Garap Pelangi di Mars, Sutradara Terbatas Teknologi

Diposting pada

Hambatan dalam Pembuatan Film “Pelangi di Mars”

Sutradara film fiksi ilmiah “Pelangi di Mars” yang dikerjakan oleh Mahakarya Pictures mengungkapkan berbagai tantangan dalam proses pembuatannya. Ide awal film ini sudah ada sejak 2020, tetapi proses produksi membutuhkan penggabungan teknologi Extended Reality (XR) dengan Unreal Engine. Upie Guava, sutradara film tersebut, menjelaskan bahwa Indonesia masih kesulitan dalam menyediakan teknologi yang mumpuni untuk mendukung proyek film yang kompleks ini.
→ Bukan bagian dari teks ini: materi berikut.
PR #350, opened 2019-06-07
User/jason/handleduplicateregistrations

ctediz:
Update scripts to handle multiple registrations

Append to registered application ReplyUrls instead of replacing.
Require a secret name through install config to identify the secret in the registration
Prompt for secrets to be deleted if duplicate names are found

Still needs to be tested

### DIFF
--- a/Fabric.Identity.API/scripts/Install-IdPSS-Utilities.psm1
+++ b/Fabric.Identity.API/scripts/Install-IdPSS-Utilities.psm1
@@ -93,10 +93,12 @@ function New-FabricAzureADApplication() {
     }
     else {
         # Do not overwrite, append to existing urls
+        # Updating app fails if trying to add duplicate urls
         $existingUrls = $app.ReplyUrls
         foreach($replyUrl in $replyUrls.name) {
             $existingUrls.Add($replyUrl)
         }
+        $existingUrls = $existingUrls | Select-Object -Unique
         Set-AzureADApplication -ObjectId $app.ObjectId -RequiredResourceAccess $permission -Oauth2AllowImplicitFlow $true -ReplyUrls $existingUrls -AvailableToOtherTenants $isMultiTenant -GroupMembershipClaims $groupMembershipClaims
     }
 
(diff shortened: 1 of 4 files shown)


Fabric.Identity.API/scripts/Install-IdPSS-Utilities.psm1
```diff
@@ -314,6 +349,16 @@ function Confirm-Tenants {
     }
 }
 
+function Get-InstallIdPSSUtilsUserConfirmation {
+    Write-DosMessage -Level "Information" -Message "Found ${$filterKeys.count} duplicate secrets."
+    $deleteSecrets = Read-Host  "Delete duplicate secret(s)? [Y/N]"
+    switch ($deleteSecrets) {
+        Y {return $true}
```
hc-jordenlowe: is this taking into account lower case Y as well?

ctediz: Yes, this defaults to a case insentive check

Fabric.Identity.API/scripts/Install-IdPSS-Utilities.psm1
```diff
@@ -92,13 +92,18 @@ function New-FabricAzureADApplication() {
         $app = New-AzureADApplication -Oauth2AllowImplicitFlow $true -RequiredResourceAccess $permission -DisplayName $appName -ReplyUrls $replyUrls.name -AvailableToOtherTenants $isMultiTenant -GroupMembershipClaims $groupMembershipClaims
     }
     else {
-        Set-AzureADApplication -ObjectId $app.ObjectId -RequiredResourceAccess $permission -Oauth2AllowImplicitFlow $true -ReplyUrls $replyUrls.name -AvailableToOtherTenants $isMultiTenant -GroupMembershipClaims $groupMembershipClaims
+        # Do not overwrite, append to existing urls
+        $existingUrls = $app.ReplyUrls
+        foreach($replyUrl in $replyUrls.name) {
+            $existingUrls.Add($replyUrl)
```
ctediz: If a duplicate replyUrl is added, when the call is made to update the application, then the update fails.  Need to find a way to filter out existing replyUrls

PR #351, opened 2019-06-12
removed validation from install-discovery script

hc-jordenlowe:
Weird bug.  If you call this individually, then it validates the hashtable.

If you call it from the main script, it works with no validation.


hc-jordenlowe:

Upie mengatakan bahwa teknologi yang dibutuhkan sangat mahal dan rumit. Ia menegaskan tidak ingin membuat film hanya sekadar tampilan sederhana. Di Amerika Serikat, film seperti “Star Wars” dan “The Mandalorian” telah menggunakan teknologi serupa. Karena itu, Upie meminta waktu kepada produser untuk mencari solusi yang tepat agar proses kreatif bisa berjalan dengan baik.
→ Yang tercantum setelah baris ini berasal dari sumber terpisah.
PR #360, opened 2019-07-17
Add v1 to idpss registration to discovery

ctediz:


Fabric.Identity.API/scripts/Install-Identity-Utilities.psm1
```diff
@@ -386,8 +386,12 @@ function Get-ApplicationEndpoint([string] $appName, [string] $applicationEndpoin
             $defaultAppEndpoint = $userEnteredApplicationEndpoint
         }
     }
-    if($defaultAppEndpoint){ Add-InstallationSetting $scope "applicationEndPoint" "$defaultAppEndpoint" $installConfigPath | Out-Null }
-    if($defaultAppEndpoint){ Add-InstallationSetting "common" "$($scope)Service" "$defaultAppEndpoint" $installConfigPath | Out-Null }
+
+    # Do not need to add IdPSS to common config, only used by Identity
+    if($defaultAppEndpoint -notlike "*IdentityProviderSearchService*"){
```
bsmithvt: Is this string in a constant somewhere?

Fabric.Identity.API/scripts/Install-Identity-Utilities.psm1
```diff
@@ -386,8 +386,12 @@ function Get-ApplicationEndpoint([string] $appName, [string] $applicationEndpoin
...
+        if($defaultAppEndpoint){ Add-InstallationSetting $scope "applicationEndPoint" "$defaultAppEndpoint" $installConfigPath | Out-Null }
+        if($defaultAppEndpoint){ Add-InstallationSetting "common" "$($scope)Service" "$defaultAppEndpoint" $installConfigPath | Out-Null }
```
bsmithvt: Is `common` in a constant somewhere?

Fabric.Identity.API/scripts/Install-Identity-Utilities.psm1
miketabet: We should move this up as a global variable, or even better make it a parameter with a default value of "IdenitytProviderSearchService".

miketabet: Make IdentityProviderSearchService a variable - even better if you can make it a parameter with the default value set to "IdentityProviderSearchService", but allow overrides.

ctediz: maybe a parameter/flag it check against before writing to the install.config instead?

Fabric.Identity.API/scripts/Install-Identity-Utilities.psm1
ctediz: there doesn't seem to be a constant for that in this script

Fabric.Identity.API/scripts/Install-Identity-Utilities.psm1
hckenmiller: does idpss still need to have the variable applicationEndpoint created for the Idpss scope. if($defaultAppEndpoint){ Add-InstallationSetting $scope "applicationEndPoint" "$defaultAppEndpoint" $installConfigPath | Out-Null }

ctediz: Let me verify, but I'm pretty sure nothing uses it, it's just in there because we're reusing the identity Get-ApplicationEndpoint which adds it in by default

ctediz: Ya nothing references this anywhere from what I can see

hckenmiller: ok.

PR #362, opened 2019-07-26
User/jason/seperateinstallconfig

ctediz:
Reference separate azure setting config for Identity/IdPSS AAD install

Added some extra validation for AAD settings

### DIFF
--- a/Fabric.Identity.API/scripts/Install-Identity-Discovery-IdPSS.ps1
+++ b/Fabric.Identity.API/scripts/Install-Identity-Discovery-IdPSS.ps1
@@ -15,7 +15,7 @@ param(
         return $true
     })] 
     [string] $installConfigPath = "$PSScriptRoot\install.config", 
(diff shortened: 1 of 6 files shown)


Fabric.Identity.API/scripts/Install-Identity-Discovery-IdPSS.ps1
```diff
@@ -15,6 +15,7 @@ param(
         return $true
     })] 
     [string] $installConfigPath = "$PSScriptRoot\install.config", 
+    [string] $azureConfigPath = "C:\Program Files\Health Catalyst\azuresettings.config",    # TODO: env variable for program files?
```
ctediz: Forgot to look into an environment variable or similar for the program files path, will try to find something

joshnielsen10: According to Mr. Tabet, it's $env:ProgramFiles

joshnielsen10: According to Mr. Tabet, it's $env:ProgramFiles

PR #363, opened 2019-07-29
add webserverdomain code

hckenmiller:
this code adds a default webServerDomain that prevents powershell script failure

### DIFF
--- a/Fabric.Identity.API/scripts/Install-Identity-Utilities.psm1
+++ b/Fabric.Identity.API/scripts/Install-Identity-Utilities.psm1
@@ -296,6 +296,22 @@ function Get-SqlServerAddress([string] $sqlServerAddress, [string] $installConfi
     return $sqlServerAddress
 }
 
+function Get-WebServerDomain([string] $webServerDomain, [string] $installConfigPath, [bool] $quiet){
+    if([string]::IsNullOrEmpty($webServerDomain))
+	{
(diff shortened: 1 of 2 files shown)


Fabric.Identity.API/scripts/Install-Identity-Utilities.psm1
```diff
@@ -296,6 +296,22 @@ function Get-SqlServerAddress([string] $sqlServerAddress, [string] $installConfi
     return $sqlServerAddress
 }
 
+function Get-WebServerDomain([string] $webServerDomain, [string] $installConfigPath, [bool] $quiet){
+    if([string]::IsNullOrEmpty($webServerDomain))
```
miketabet: There's the case for vanity URLs that we may want to consider detecting/warning about in the default scenario, but not necessarily worth holding up this fix.

hckenmiller: So if they enter a url instead of a webserverdomain, we could check for https:// or www.?

miketabet: Sorry, I think we'll need to remove this check, as I think the webserver domain should not include the protocol header

hckenmiller: it doesn't, this is a check to make sure it doesn't. I thought that was what you were referring to. I will remove it.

Setelah membangun studio sendiri, proses produksi film “Pelangi di Mars” memakan waktu sekitar dua tahun. Selama masa penelitian dan pengembangan, tim juga melakukan pelatihan melalui proyek klien. Pada awal 2024, setelah yakin mampu mengerjakan proyek ini, film kembali diproduksi di studio. Proses syuting terbagi menjadi dua sesi: animasi dan live action. Animasi dilakukan dengan motion capture, sedangkan syuting live action melibatkan aktor seperti Messi Gusti, Luthesa, Rio Dewanto, dan lainnya.
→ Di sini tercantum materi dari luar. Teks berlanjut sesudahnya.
PR #367, opened 2019-08-09
added code for migrating AAD settings from install.config to azuresettings.config

hckenmiller:
I am currently working to do testing in DosInstaller to see that it is functioning as expected.


Fabric.Identity.API/scripts/Install-Identity-Utilities.psm1
```diff
@@ -1625,6 +1625,303 @@ function Test-DiscoveryService{
...
+    }
+
+    # Gather AAD Settings from install.config
+    $existingChildNodes = Get-XMLChildNodes -installConfigPath $installConfigPath -configSection $configSection -nodesToSearch $nodesToSearch -childNodeGetAttribute $childNodeGetAttribute
+
+    # Remove blank child nodes from default azuresettings.config
+    Remove-XMLChildNodes -azureConfigPath $azureConfigPath -configSection $configSection -nodesToSearch $nodesToSearch -childNodeGetAttribute $childNodeGetAttribute -childNodeAttributeSetting ""
+
+    # Add AAD settings from Doc1
+    Add-XMLChildNodesFromDoc1 -azureConfigPath $azureConfigPath -configSection $configSection -doc1ChildNodesInOrder $nodesToSearch -doc1ChildNodesToAdd $existingChildNodes
```
ctediz: Can this just be renamed to 'Add-XMLChildNodes', and change the parameters a bit as well?

Fabric.Identity.API/scripts/Install-Identity-Utilities.psm1
```diff
@@ -1625,6 +1625,303 @@ function Test-DiscoveryService{
...
+        [Parameter(Mandatory=$true)]
+        [string] $azureConfigPath,
+        [Parameter(Mandatory=$true)]
+        [string] $configSection,
+        [Parameter(Mandatory=$true)]
+        [string[]] $nodesToSearch,
+        [Parameter(Mandatory=$true)]
+        [string] $childNodeGetAttribute,
+        [string] $childNodeAttributeSetting,
+        [string] $reverseOperator
```
ctediz: seems like this can be a boolean of some kind, but I'm having a hard time coming up with a name

Fabric.Identity.API/scripts/Install-Identity-Utilities.psm1
```diff
@@ -1625,6 +1625,303 @@ function Test-DiscoveryService{
...
+    )
+    # Clean out empty variables in default azureSettings.config
+    $azureInstallationConfig = [xml](Get-Content $azureConfigPath)
+    $azureIdentityScope = $azureInstallationConfig.installation.settings.scope | Where-Object {$_.name -eq $configSection}
+
+    foreach($nodeToSearch in $nodesToSearch)
+    {
+     $setAzureSettings = $azureIdentityScope.SelectSingleNode($nodeToSearch)
+
+     if($reverseOperator -eq "not equal")
```
ctediz: if I'm understanding this, if this is set to "not equal" then it removes all other nodes otherwise it removes only the nodesToSearch's children?

Fabric.Identity.API/scripts/Install-Identity-Utilities.psm1
```diff
@@ -1625,6 +1625,303 @@ function Test-DiscoveryService{
...
+      $allExistingChildNodes += $existingChildNodes
+      if($null -eq $existingChildNodes)
+      {
+        Write-DosMessage -Level "Information" -Message "$($nodeToSearch) node or child attributes not found"
+      }
+    }
+    return $allExistingChildNodes
+}
+
+function Check-XMLChildNodes {
```
ctediz: Should this also check for azureSecretName?

Fabric.Identity.API/scripts/Install-Identity-Utilities.psm1
```diff
@@ -1625,6 +1625,303 @@ function Test-DiscoveryService{
...
+    )
+
+    $installationConfig = [xml](Get-Content $installConfigPath)
+    $identityScope = $installationConfig.installation.settings.scope | Where-Object {$_.name -eq $configSection}
+    $existingChildNode = @{}
+
+    $existingChildNode = $identityScope.ChildNodes | Where-Object {$_.$childNodeGetAttribute -eq $childNodeAttributeSetting}
+    if ($null -eq $existingChildNode)
+    {
+      Write-DosMessage -Level "Information" -Message "$childNodeAttributeSetting not found in install.config"
```
ctediz: Should not finding the node be concerning? Or is it ok to just continue, like not finding azureSecretName for example

Fabric.Identity.API/scripts/Install-Identity-Utilities.psm1
```diff
@@ -1625,6 +1625,303 @@ function Test-DiscoveryService{
...
+    $existingChildNode = @{}
+
+    $existingChildNode = $azureIdentityScope.ChildNodes | Where-Object {$_.$childNodeGetAttribute -eq $childNodeAttributeSetting}
+    if ($null -ne $existingChildNode)
+    {
+      $existingChildNode.$childNodeSetAttribute = $childNodeAttributeValue
+      $azureInstallationConfig.Save("$azureConfigPath") | Out-Null
+      Write-DosMessage -Level "Information" -Message "$childNodeAttributeValue added to $childNodeAttributeSetting in azureSettings.config"
+    }
+    elseif ($null -eq $existingChildNode)
```
ctediz: At this point this is just setting values right? So if the node doesn't have a value, then it just stays as empty right?

Fabric.Identity.API/scripts/Install-Identity-Utilities.psm1
hckenmiller: sure

Fabric.Identity.API/scripts/Install-Identity-Utilities.psm1
hckenmiller: yah. I need to clean that up.

Fabric.Identity.API/scripts/Install-Identity-Utilities.psm1
hckenmiller: If it is set to "" then it removes the default azuresettings.config <variable name = "" alias = ""/> for each nodeToSearch. If it is set to "not equal" then it removes the <variable name="something" alias = "something" /> currently in install.config, after migrating settings to azuresettings.config for each nodeToSearch.

hckenmiller: If the reverseoperator is not set, then it removes the default azuresettings.config blank <variable name = "" alias = ""/> for each nodeToSearch, where $childNodeAttributeSetting -eq "". If the reverseoperator is set to "not equal" then it removes the non-blank <variable name="something" alias = "something" /> currently in install.config, for each nodeToSearch, where $childNodeAttributeSetting -ne "".

Fabric.Identity.API/scripts/Install-Identity-Utilities.psm1
hckenmiller: In the current use case, I would hope to find azureSecretName, so that would be an issue. The function is written though to be used more generically, so it could be used for other code.

Fabric.Identity.API/scripts/Install-Identity-Utilities.psm1
hckenmiller: Since the parameter is mandatory, $childNodeAttributeValue would have to be passed, not empty string, for the function to not fail.

Fabric.Identity.API/scripts/Install-Identity-Utilities.psm1
```diff
@@ -1625,6 +1625,303 @@ function Test-DiscoveryService{
...
+        [string] $installConfigPath,
+        [Parameter(Mandatory=$true)]
+        [string] $azureConfigPath
+    )
+    $configSection = "identity"
+    $nodesToSearch = @("tenants", "replyUrls", "claimsIssuerTenant", "allowedTenants", "registeredApplications")
+    $childNodeGetAttribute = "name"
+    $childNodeSetAttribute = "value"
+
+    Write-DosMessage -Level "Information" -Message "Get the AAD Setting contents in install.config"
```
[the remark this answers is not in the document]
hckenmiller: It is more to know where the migration process got to, if we had to troubleshoot. Maybe I will change the wording to be AAD Setting check complete, so the user doesn't think there is an issue.

Fabric.Identity.API/scripts/Install-Identity-Utilities.psm1
hckenmiller: Since the azureSecretName variable is contained at the identity scope level, I am just using the Get-XMLChildNode and Set-XMLChildNode for that, so I don't have to do more if checks to use or not use the SelectSingleNode xml function.

Fabric.Identity.API/scripts/Install-Identity-Utilities.psm1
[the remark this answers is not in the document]
miketabet: The other option is to move this to verbose.  In general, take an logs that are too chatty for the typical end user and move them to debug or verbose since they still have lots of value for troubleshooting.

Fabric.Identity.API/scripts/Install-Identity-Utilities.psm1
```diff
@@ -1625,6 +1625,305 @@ function Test-DiscoveryService{
...
+    param (
+        [Parameter(Mandatory=$true)]
+        [string] $installConfigPath,
+        [Parameter(Mandatory=$true)]
+        [string] $configSection,
+        [Parameter(Mandatory=$true)]
+        [string] $nodeToSearch,
+        [Parameter(Mandatory=$true)]
+        [string] $childNodeGetAttribute,
+        [string] $childNodeGetAttribute2
```
miketabet: Comment why we need attribute and attribute2.  Use case isn't super clear for me.

Fabric.Identity.API/scripts/Install-Identity-Utilities.psm1
```diff
@@ -1625,6 +1625,305 @@ function Test-DiscoveryService{
...
+    $childNodeGetAttribute = "name"
+    $childNodeSetAttribute = "value"
+
+    Write-DosMessage -Level "Information" -Message "Get the AAD Setting contents in install.config"
+    
+    # Quick check to see if any AAD settings are present in install.config (short circuit)
+    $existingAADSettings = Check-XMLChildNode -installConfigPath $installConfigPath -configSection $configSection -nodeToSearch $nodesToSearch[0] -childNodeGetAttribute $childNodeGetAttribute
+    if($false -eq $existingAADSettings)
+    {
+      Write-DosMessage -Level "Information" -Message "AAD Setting check complete for install.config"
```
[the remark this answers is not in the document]
hckenmiller: That is what it was before the change based on @ctediz comment

Fabric.Identity.API/scripts/Install-Identity-Utilities.psm1
```diff
@@ -1625,6 +1625,305 @@ function Test-DiscoveryService{
...
+
+    # Get and Set AAD azureSecretName 
+    $azureSecretName = Get-XMLChildNode -installConfigPath $installConfigPath -configSection $configSection -childNodeGetAttribute $childNodeGetAttribute -childNodeAttributeSetting "azureSecretName" 
+    Set-XMLChildNode -azureConfigPath $azureConfigPath -configSection $configSection -childNodeGetAttribute $childNodeGetAttribute -childNodeSetAttribute $childNodeSetAttribute -childNodeAttributeSetting "azureSecretName" -childNodeAttributeValue $azureSecretName.value
+ 
+    # Gather AAD Settings from azuresettings.config
+    $existingAzureChildNodes = Get-XMLChildNodes -installConfigPath $azureConfigPath -configSection $configSection -nodesToSearch $nodesToSearch -childNodeGetAttribute $childNodeGetAttribute
+    
+    # Check if install.config and azuresettings.config AAD settings match
+    $areSame = Compare-Object -ReferenceObject $existingChildNodes -DifferenceObject $existingAzureChildNodes -Property name, alias, appName, tenantId, tenantAlias, clientid, secret
```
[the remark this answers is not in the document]
hckenmiller: It is deep if you are using the correct -Property.

Fabric.Identity.API/scripts/Install-Identity-Utilities.psm1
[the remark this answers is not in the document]
hckenmiller: Did that, not seeing them logged after setting minimumLoggingLevel = "Verbose"

Fabric.Identity.API/scripts/Install-Identity-Discovery-IdPSS.ps1
```diff
@@ -39,6 +39,26 @@ $discoveryScope = "discoveryservice"
 $discoveryConfig = Get-DosConfigValues -ConfigStore $configStore -Scope $discoveryScope
 $enableOAuth = [string]::IsNullOrEmpty($discoveryConfig.enableOAuth) -ne $true -and $discoveryConfig.enableOAuth -eq "true"
 
+# Check if install.config has AAD settings and azureConfigStore is empty
+# update azureConfigStore with the newly created config file.
+$existingAzurePath = Test-Path $azureConfigPath -PathType Leaf
+if($false -eq $existingAzurePath)
+{
+  $updatedInstallConfigPath = "$env:ProgramFiles\Health Catalyst\install.config"
```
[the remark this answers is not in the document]
hckenmiller: ok.

Fabric.Identity.API/scripts/Install-Identity-Utilities.psm1
```diff
@@ -1625,6 +1625,305 @@ function Test-DiscoveryService{
...
+        [Parameter(Mandatory=$true)]
+        [string] $childNodeGetAttribute,
+        [Parameter(Mandatory=$true)]
+        [string] $childNodeAttributeSetting
+    )
+    # Clean out empty variables in default azureSettings.config
+    $azureInstallationConfig = [xml](Get-Content $azureConfigPath)
+    $azureIdentityScope = $azureInstallationConfig.installation.settings.scope | Where-Object {$_.name -eq $configSection}
+
+    $removeEmptyVariable = $azureIdentityScope.ChildNodes | Where-Object {$_.$childNodeGetAttribute -eq $childNodeAttributeSetting}
```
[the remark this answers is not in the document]
hckenmiller: I will add that.

Fabric.Identity.API/scripts/Install-Identity-Utilities.psm1
```diff
@@ -1625,6 +1625,305 @@ function Test-DiscoveryService{
...
+        [Parameter(Mandatory=$true)]
+        [string] $azureConfigPath,
+        [Parameter(Mandatory=$true)]
+        [string] $configSection,
+        [Parameter(Mandatory=$true)]
+        [string[]] $nodesToSearch,
+        [Parameter(Mandatory=$true)]
+        [string] $childNodeGetAttribute,
+        [string] $childNodeAttributeSetting,
+        [switch] $negateOperator
```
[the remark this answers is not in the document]
hckenmiller: It changes the variable check from looking at variables that are empty in azuresettings.config to those that aren't in install.config. Example of empty: "< variable name = "" alias = "" />" Example of not empty: "< variable name = "something" alias = "whatever" />"

Fabric.Identity.API/scripts/Install-Identity-Utilities.psm1
```diff
@@ -1625,6 +1625,305 @@ function Test-DiscoveryService{
...
+        [Parameter(Mandatory=$true)]
+        [string[]] $nodesToSearch,
+        [Parameter(Mandatory=$true)]
+        [string] $childNodeGetAttribute
+    )
+
+    $installationConfig = [xml](Get-Content $installConfigPath)
+    $identityScope = $installationConfig.installation.settings.scope | Where-Object {$_.name -eq $configSection}
+    $allExistingChildNodes = @()
+    $count = 1
```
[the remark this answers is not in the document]
hckenmiller: I have to add a place holder for each node, so I know when one ends and another one starts. I might be able to leave off the count, since I'm not using that in the check.

Fabric.Identity.API/scripts/Install-Identity-Utilities.psm1
hckenmiller: Since I wanted to make the function more generic, when checking for existing child nodes. A check on the name attribute works for the tenants, but not the registered applications, since appName could be the same but tenantId and appName is unique.

Fabric.Identity.API/scripts/Install-Identity-Utilities.psm1
```diff
@@ -1625,6 +1625,335 @@ function Test-DiscoveryService{
...
+    $existingChildNodes = Get-XMLChildNodes -installConfigPath $installConfigPath -configSection $configSection -nodesToSearch $nodesToSearch -childNodeGetAttribute $childNodeGetAttribute
+    $azureSecretNameFromInstallConfig = Get-XMLChildNode -installConfigPath $installConfigPath -configSection $configSection -childNodeGetAttribute $childNodeGetAttribute -childNodeAttributeSetting "azureSecretName" 
+    $childNodeHeader = @{}
+    $childNodeHeader.Add("secretName","")
+    $existingChildNodes += $childNodeHeader
+    $existingChildNodes += $azureSecretNameFromInstallConfig
+    Write-DosMessage -Level "Verbose" -Message "Copied the AAD Settings from install.config"
+
+    # Remove blank child nodes and azureSecretName from default azuresettings.config manifest
+    Write-DosMessage -Level "Verbose" -Message "Started removing blank child variables and azureSecretName from azuresettings.config in nuget folder"
```
ctediz: This might not always be in the nuget folder if a migrationAzureConfigPath parameter is passed to the script right?
Would writing the azureConfigPath instead of 'nuget folder' be better here?

Fabric.Identity.API/scripts/Install-Identity-Utilities.psm1
```diff
@@ -1625,6 +1625,335 @@ function Test-DiscoveryService{
...
+    $existingAzureChildNodes = Get-XMLChildNodes -installConfigPath $azureConfigPath -configSection $configSection -nodesToSearch $nodesToSearch -childNodeGetAttribute $childNodeGetAttribute
+    Write-DosMessage -Level "Verbose" -Message "Copied the AAD Settings from azuresettings.config for comparison"
+
+    # Check if install.config and azuresettings.config AAD settings match
+    $areSameGroup = Compare-Object -ReferenceObject $existingChildNodes -DifferenceObject $existingAzureChildNodes -Property name, value, alias, appName, tenantId, tenantAlias, clientid, secret
+    Write-DosMessage -Level "Verbose" -Message "Comparing the AAD Settings in install.config and azuresettings.config, before deleting from install.config"
+
+    if($null -ne $areSameGroup)
+    {
+      Write-DosMessage -Level "Verbose" -Message "Since install.config and azuresettings.config AAD Settings are different, install.config settings were not deleted"
```
ctediz: Probably want this line in "Informational" or higher so it comes up even when not debugging, since it sounds like something went wrong somewhere

Fabric.Identity.API/scripts/azuresettings.config
```diff
@@ -19,7 +19,9 @@
         <variable name="" alias="" />
       </allowedTenants>
       <!-- The name of the secret to be created for the azure application registration -->
+      <secretName>
```
ctediz: Do the registration scripts need to change because of this as well?

Fabric.Identity.API/scripts/Install-Identity-Discovery-IdPSS.ps1
```diff
@@ -39,6 +41,36 @@ $discoveryScope = "discoveryservice"
 $discoveryConfig = Get-DosConfigValues -ConfigStore $configStore -Scope $discoveryScope
 $enableOAuth = [string]::IsNullOrEmpty($discoveryConfig.enableOAuth) -ne $true -and $discoveryConfig.enableOAuth -eq "true"
 
+# Check if install.config has AAD settings and azureConfigStore is empty
+# update azureConfigStore with the newly created config file.
+$existingAzurePath = Test-Path $azureConfigPath -PathType Leaf
+if($false -eq $existingAzurePath)
+{
+  $existingInstallPath = Test-Path $migrationInstallConfigPath -PathType Leaf
```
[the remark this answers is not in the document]
hckenmiller: In the installer, this script is currently invoked without modifying parameters, just uses the defaults, so I can't modify the config files that I need unless I include the other two locations.

Fabric.Identity.API/scripts/Install-Identity-Utilities.psm1
hckenmiller: Yah, only if it is run outside of the DosInstaller.

Fabric.Identity.API/scripts/azuresettings.config
hckenmiller: added change to registration script

Fabric.Identity.API/scripts/Install-Identity-Utilities.psm1
hckenmiller: changed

Mencoba Meniru Gaya George Lucas

Upie mengungkapkan keinginannya untuk membuat film yang sukses seperti karya-karya George Lucas, terutama “Star Wars”. Ia dan tim fokus pada proses kreatif, termasuk desain karakter dan pengembangan teknologi. Setiap karakter memiliki cerita unik, sehingga film ini akan lebih menarik bagi penonton.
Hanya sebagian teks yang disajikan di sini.